The restoration of a historic factory and the transformation of a former school into a restaurant complex have won an annual award.
The award is handed out annually to what the society deems the most successful conservation project such as the restoration of a derelict building, park or structure or the conversion of a redundant and neglected building.
The Birmingham Conservation Trust carried out a wholesale renovation and restoration project at the Grade II, former Newman Brothers Coffin Works in Fleet Street which closed in 1999 and reopened last autumn.
The judging panel said the project unlocked the fascinating history and industrial heritage of the building and also demonstrated the key role the city played during the Industrial Revolution.
Simon Buteux, director of Birmingham Conversation Trust, said: "It took more than ten years to raise the funding to restore Newman Brothers coffin fittings works, with many ups and downs.
"Recognition from Birmingham Civic Society means so much to our staff and many volunteers and has made all the effort worthwhile."
EDG Properties was praised for "fully embracing" the heritage of the original School Yard building and its Grade II-listed clock tower while creatively bringing them back into modern and vibrant uses.
Judges said the bars and restaurants which had taken space at the development had "enlivened Harborne High Street and given it a new lease of life".
Phase 2 of the development involves the construction of a new residential building to the rear of the school and is scheduled for completion in May 2016.

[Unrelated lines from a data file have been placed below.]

PR #668, opened 2023-07-06
Convert NEI Planet Recipes to RA2

Cleptomania:
Converts all of the assembler recipes for the NEI Ore Plugin dimension blocks to RA2.

All checks are also put behind applicable `isModEnabled` checks. If `GalaxySpace` is available then it is assumed `GalacticraftCore` and `GalacticraftMars` are available.

### DIFF
--- a/src/main/java/com/dreammaster/gthandler/recipes/AssemblerRecipes.java
+++ b/src/main/java/com/dreammaster/gthandler/recipes/AssemblerRecipes.java
@@ -23,7 +23,10 @@ import com.dreammaster.gthandler.CustomItemList;
 import com.github.bartimaeusnek.bartworks.common.loaders.ItemRegistry;
 
 import gregtech.api.enums.*;
-import gregtech.api.util.*;
+import gregtech.api.util.GT_ModHandler;
+import gregtech.api.util.GT_OreDictUnificator;
+import gregtech.api.util.GT_Recipe;
+import gregtech.api.util.GT_Utility;
 import gregtech.common.items.GT_MetaGenerated_Tool_01;
 import gtPlusPlus.core.recipe.common.CI;
 
@@ -7278,7 +7281,7 @@ public class AssemblerRecipes implements Runnable {
                         GT_Utility.getIntegratedCircuit(1))
                 .fluidInputs(Materials.Water.getFluid(10000))
                 .itemOutputs(getModItem(NEIOrePlugin.ID, "blockDimensionDisplay_Ow", 1, 0)).noFluidOutputs()
-                .duration(300).eut(TierEU.RECIPE_LV).addTo(sAssemblerRecipes);
+                .duration(15 * SECONDS).eut(TierEU.RECIPE_LV).addTo(sAssemblerRecipes);
         // Twilight Forest
         if (TwilightForest.isModLoaded()) {
             GT_Values.RA.stdBuilder()
@@ -7290,7 +7293,7 @@ public class AssemblerRecipes implements Runnable {
                             GT_Utility.getIntegratedCircuit(2))
                     .fluidInputs(Materials.Water.getFluid(10000))
                     .itemOutputs(getModItem(NEIOrePlugin.ID, "blockDimensionDisplay_TF", 1, 0)).noFluidOutputs()
-                    .duration(300).eut(TierEU.RECIPE_LV).addTo(sAssemblerRecipes);
+                    .duration(15 * SECONDS).eut(TierEU.RECIPE_LV).addTo(sAssemblerRecipes);
         }
         // Nether
         if (BiomesOPlenty.isModLoaded()) {
@@ -7303,7 +7306,7 @@ public class AssemblerRecipes implements Runnable {
                             GT_Utility.getIntegratedCircuit(3))
                     .fluidInputs(Materials.Lava.getFluid(10000))
                     .itemOutputs(getModItem(NEIOrePlugin.ID, "blockDimensionDisplay_Ne", 1, 0)).noFluidOutputs()
-                    .duration(300).eut(TierEU.RECIPE_LV).addTo(sAssemblerRecipes);
+                    .duration(15 * SECONDS).eut(TierEU.RECIPE_LV).addTo(sAssemblerRecipes);
         }
         // End
         if (Natura.isModLoaded()) {
@@ -7316,7 +7319,7 @@ public class AssemblerRecipes implements Runnable {
                             GT_Utility.getIntegratedCircuit(4))
                     .fluidInputs(FluidRegistry.getFluidStack("ender", 10000))
                     .itemOutputs(getModItem(NEIOrePlugin.ID, "blockDimensionDisplay_ED", 1, 0)).noFluidOutputs()
-                    .duration(300).eut(TierEU.RECIPE_LV).addTo(sAssemblerRecipes);
+                    .duration(15 * SECONDS).eut(TierEU.RECIPE_LV).addTo(sAssemblerRecipes);
         }
         // Far End Asteroids
         if (HardcoreEnderExpansion.isModLoaded()) {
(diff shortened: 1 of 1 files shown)


src/main/java/com/dreammaster/gthandler/recipes/AssemblerRecipes.java
```diff
@@ -23,10 +23,7 @@
 import com.github.bartimaeusnek.bartworks.common.loaders.ItemRegistry;
 
 import gregtech.api.enums.*;
-import gregtech.api.util.GT_ModHandler;
-import gregtech.api.util.GT_OreDictUnificator;
-import gregtech.api.util.GT_Recipe;
-import gregtech.api.util.GT_Utility;
+import gregtech.api.util.*;
```
OneEyeMaker, line 26: Please, replace wildcard import with regular ones.

OneEyeMaker, line 26: Please replace wildcart import with multiple regular ones.

src/main/java/com/dreammaster/gthandler/recipes/AssemblerRecipes.java
```diff
@@ -2121,6 +2118,24 @@ public void run() {
...
+        GT_Values.RA
+                .addAssemblerRecipe(
+                        new ItemStack[] {
+                                GT_OreDictUnificator
+                                        .get(OrePrefixes.pipeQuadruple, MaterialsUEVplus.TranscendentMetal, 1L),
+                                CustomItemList.Hull_UIV.get(1L), GT_Utility.getIntegratedCircuit(4) },
+                        Materials.Polybenzimidazole.getMolten(2304L),
+                        ItemList.Hatch_Input_Multi_2x2_UIV.get(1L),
+                        600,
+                        24);
```
OneEyeMaker, line 2137: Why these recipes don't use RA2?

src/main/java/com/dreammaster/gthandler/recipes/AssemblerRecipes.java
```diff
@@ -7252,428 +7267,422 @@ private void makeCoilRecipes() {
...
-                    FluidRegistry.getFluidStack("endergoo", 10000),
-                    GT_ModHandler.getModItem(NEIOrePlugin.ID, "blockDimensionDisplay_EA", 1L, 0),
-                    300,
-                    30);
+        // T0 Planets
+        // Overworld
+        GT_Values.RA.stdBuilder()
+                .itemInputs(
+                        getModItem(Botania.ID, "tinyPlanetBlock", 1, 0),
+                        getModItem(Minecraft.ID, "stone", 64, 0),
```
OneEyeMaker, line 7275: (Optionally) Vanilla items can be referenced directly, without `getModItem` (`new ItemStack(Blocks.stone, 64)`).

src/main/java/com/dreammaster/gthandler/recipes/AssemblerRecipes.java
```diff
@@ -7252,428 +7267,422 @@ private void makeCoilRecipes() {
...
+                        getModItem(Minecraft.ID, "grass", 64, 0),
+                        getModItem(Minecraft.ID, "sapling", 1, 0),
+                        GT_Utility.getIntegratedCircuit(1))
+                .fluidInputs(Materials.Water.getFluid(10000))
+                .itemOutputs(getModItem(NEIOrePlugin.ID, "blockDimensionDisplay_Ow", 1, 0)).noFluidOutputs()
+                .duration(300).eut(TierEU.RECIPE_LV).addTo(sAssemblerRecipes);
```
OneEyeMaker, line 7281: Use `SECONDS` (from `GT_RecipeBuilder`) for duration - makes recipes more readable.

OneEyeMaker (changes requested):

src/main/java/com/dreammaster/gthandler/recipes/AssemblerRecipes.java
chochem: the file is massive and the author didnt convert everything yet (nor did they claim to). those 2 just moved

src/main/java/com/dreammaster/gthandler/recipes/AssemblerRecipes.java
Cleptomania: Is there a preferred way to do this for vanilla items? To me the `getModItem` method is more clear, but if the norm is to just use the ItemStack constructor directly then I can do that.

src/main/java/com/dreammaster/gthandler/recipes/AssemblerRecipes.java
Cleptomania: This has been fixed now. I think IntelliJ did this automatically or something at some point.

src/main/java/com/dreammaster/gthandler/recipes/AssemblerRecipes.java
Cleptomania: Thanks for the catch, they're all using this now.

src/main/java/com/dreammaster/gthandler/recipes/AssemblerRecipes.java
OneEyeMaker: It's OK to do it both ways. Difference only is that `getModItem` searches for item before creating `ItemStack`.
And as I said, it's optional.

OneEyeMaker (approved):

src/main/java/com/dreammaster/gthandler/recipes/AssemblerRecipes.java
```diff
@@ -7252,428 +7270,422 @@ private void makeCoilRecipes() {
...
+                .duration(15 * SECONDS).eut(TierEU.RECIPE_LV).addTo(sAssemblerRecipes);
+        // Twilight Forest
+        if (TwilightForest.isModLoaded()) {
+            GT_Values.RA.stdBuilder()
+                    .itemInputs(
+                            getModItem(Botania.ID, "tinyPlanetBlock", 1, 0),
+                            getModItem(Minecraft.ID, "stone", 64, 0),
+                            getModItem(Minecraft.ID, "grass", 64, 0),
+                            getModItem(TwilightForest.ID, "tile.TFSapling", 1, 1),
+                            GT_Utility.getIntegratedCircuit(2))
```
chochem, line 7293: small problem: the Twilight Forest recipe is broken (probably already before your change). It conflicts with stone->pressure plate which is also on circuit 2

chochem (changes requested):

src/main/java/com/dreammaster/gthandler/recipes/AssemblerRecipes.java
Cleptomania: It seems to me like the recipe for the pressure plate can be changed to circuit 3 without issue. Is that an acceptable solution?

Cleptomania: Some thought and investigation definitely needs put into making these not conflict, I don't see a super clear answer without digging deeper and probably having to change the other recipes that conflict with it. The recipe for The End one is also conflicting because of the obsidian. Should I try to tackle that as part of this PR or should I make a new issue for these? These were present even before the conversion of the recipes to RA2.

The easy answer is to make them not use stone for TF and not use obsidian for The End, but I'm not sure what suitable replacement blocks might be for those.

chochem: I would leave the pressure plate as its pretty basic and comes from like 20 stone types. the TF thing is super specific and can be on any some other circuit no problem

chochem: the circuits overall look very strange. no reason to go through all numbers. Spoke with GDC that made the recipe. Proposal would be to put _all_ the planet recipes on circuit 17. should be safe and makes more sense.

Cleptomania: I converted them all to circuit 17, none show up in the conflicting recipes now.

Cleptomania:
Important to note before merging that this does now change recipes. The NEI planet recipes have all been changed to use circuit 17, before they each used a different circuit. This was done to prevent conflicting recipes. Nothing else about the recipes has changed.

chochem (approved):
sorry for the sidetrack and thanks!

Neil Edginton, founder of EDG Properties and who worked on the development of The Cube, added: "Saving and bringing new life to this listed building has already been a catalyst for change in Harborne and we are delighted our work has been recognised by the prestigious Civic Society Renaissance Award.
"The recognition really does mean a lot as it's awards like this that bring the whole project team together to celebrate everyone's efforts."